Monetate's Personalized Search features use your customers' behavior on your site and other context to show auto-completed search terms and products as the customer is typing their query; to personalize full search results after the customer enters their full query; and to personalize the products displayed on category pages. These features, which work in any channel, combine large language models, natural language processing, and your own merchandising rules with many of the same functionalities that power Monetate's Product Recommendations and Dynamic Bundles offerings. Semantic enrichment automatically adds synonyms, adjusts for plural forms, and normalizes product data, such as colors and sizes. The result is a more relevant, targeted, and optimized search experience for your customers.
Personalized Search consists of two primary components that you can add to your existing Monetate implementation either separately or as a package: Personalized Site Search and Personalized Category Pages.
Although Personalized Search is a RESTful API, you can use its features even if you have a Monetate JavaScript API implementation (also known as a Monetate tag implementation). You must have your own development resources to implement it. You can review the Personalized Search API documentation in the Monetate Developer Hub.
Personalized Site Search
The settings and options that you can configure for Personalized Site Search not only enhance customers' ability to find the products they're looking for on your site, but they also enhance your ability to show off products that customers may not realize they're looking for.
Returning results for a search is more than just matching the words in a search query to words in a product's name or description. Personalized Site Search allows you to boost or bury individual products as well as products that share values for attributes in a product catalog dataset. You can promote products at the top of the results using pinning rules, and you can exclude products from results entirely.
Many of the attributes found in your selected product catalog dataset you can display as filters on your site for customers to use to narrow search results.
Furthermore, customers who use your site search to find specific pages of your site—returns policy, sizing information, seasonal content, and more—will also find what they're looking for when you configure URL redirects.
Finally, when you're ready to deploy a Personalized Site Search experience, you pair it with a recommendation strategy. The strategy's configuration joined with Personalized Site Search configurations lead to relevant, personalized, contextual, optimized search results.
Not only can you view analytics for these Personalized Site Search experiences, you can also view analytics for search queries, search users, and other metrics.
Personalized Category Pages
The settings and options that you can configure for Personalized Category Pages allow you to adjust the ranking order of products on product category pages with boost and bury rules, as well as pin products and exclude products from the category pages.
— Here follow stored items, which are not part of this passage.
PR #546, opened 2024-08-06
Add rake task for setting external_id to id for all forms

SamJamCul:

https://trello.com/c/UUocDXYa/1680-5-migration-for-existing-form-external-ids-5

This rake task will attribute every form's external id as its id. This is meant to be a task that is run once, and after this https://github.com/alphagov/forms-api/pull/544 has been deployed. 

From that point forwards, all new forms and existing forms will have an `external_id`, which will lead on to the next steps for moving away from exposing our form ids

### DIFF
--- a/lib/tasks/forms.rake
+++ b/lib/tasks/forms.rake
@@ -12,4 +12,13 @@ namespace :forms do
 
     puts "Updated organisation for Form: #{form.id} to be #{args[:organisation_id]}"
   end
+
+  desc "Sets the external_id for all forms to their id"
+  task set_external_ids: :environment do
+    puts "setting external_id for each form to their id"
+
+    Form.find_each { |form| form.update_column(:external_id, form.id) }
+
+    puts "external_id has been set for each form to their id"
+  end
 end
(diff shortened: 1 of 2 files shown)


lib/tasks/forms.rake
```diff
@@ -12,4 +12,13 @@ namespace :forms do
 
     puts "Updated organisation for Form: #{form.id} to be #{args[:organisation_id]}"
   end
+
+  desc "Sets the external_id for all forms to their id"
+  task set_external_ids: :environment do
+    puts "setting external_id for each form to their id"
+
+    Form.find_each { |form| form.update_columns(external_id: form.id) }
```
jamie-o-wilkinson, line 20: I guess `update_column` here would work and might express that you are only updating a single column more clearly? But it amounts to the same thing.

jamie-o-wilkinson (approved):
I've left a minor comment, but otherwise looks good!

lib/tasks/forms.rake
SamJamCul: Ah good catch, didn't know there was a better variation

SamJamCul: Fixed

jamie-o-wilkinson (approved):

When you deploy a Personalized Category Pages experience, you use the same action template in an Omnichannel experience that you use for a Personalized Site Search experience. The configuration of the recommendation strategy that you select for the action along with the settings you've configured for Personalized Category Pages lead to personalized, contextually relevant category pages.
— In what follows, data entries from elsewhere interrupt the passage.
PR #551, opened 2024-08-16
Add rake task to remove access token

chao-xian:

We need to remove a developer's access token. At the moment our workflow relies on another dev with a valid token to follow the steps with our access token API. As an API this makes sense for users, but there are situations where no one has an access token and it's just a bit painful.

We don't want to have to do things like run a SQL query or raiding a backup token.

The intention is to use our cli tool which is restricted.

https://trello.com/c/GDNpsobU

### DIFF
--- a/lib/tasks/access_tokens.rake
+++ b/lib/tasks/access_tokens.rake
@@ -1,0 +1,13 @@
+namespace :access_tokens do
+  desc "Remove an access token for a user"
+  task :remove_access_token, %i[owner_email] => :environment do |_, args|
+    usage_message = "usage: rake access_tokens:remove_access_token[<owner_email>]".freeze
+    abort usage_message if args[:owner_email].blank?
+
+    token = AccessToken.find_by(owner: args[:owner_email])
+    abort "Access token with owner #{args[:owner_email]} not found" unless token
+
+    token.destroy!
+    puts "Access token removed for #{args[:owner_email]}"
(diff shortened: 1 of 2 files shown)


lib/tasks/access_tokens.rake
```diff
@@ -0,0 +1,13 @@
+namespace :access_tokens do
+  desc "Remove an access token for a user"
+  task :remove_access_token, %i[owner_email] => :environment do |_, args|
```
lfdebrux, line 3: This should probably be just `owner` instead of `owner_email`, as we don't normally put the email address in the owner field.

```suggestion
  task :remove_access_token, %i[owner] => :environment do |_, args|
```

chao-xian: Thanks @lfdebrux. What format do the values for `owner` usually take? I had assumed as it's an API token it'd be sensible to make it email addresses...

lfdebrux: At the moment we don't have a consistent format, in the production database we've used `kelvin.gan`, `kelvin_gan` and `kelvin-gan`, but the most common is the kebab case (`kelvin-gan`).

chao-xian: Right well I'm going to ask from this day on we use email addresses :)

lfdebrux (approved):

Just like with Personalized Site Search, you can display many of the attributes in your selected product catalog dataset as filters on your site so that customers can then apply them to narrow the scope of products displayed on the product category pages. Not only can you select which filters you want displayed, but you can also set their order or opt to allow machine learning to continuously optimize their order.
You can create these same rules that run for a limited time in a scheduled campaign. In fact, you can even limit a scheduled campaign to a specific time zone.
Analytics are available so that you can see how the default rules impact category views, product views, and sales from sessions that originated from category pages.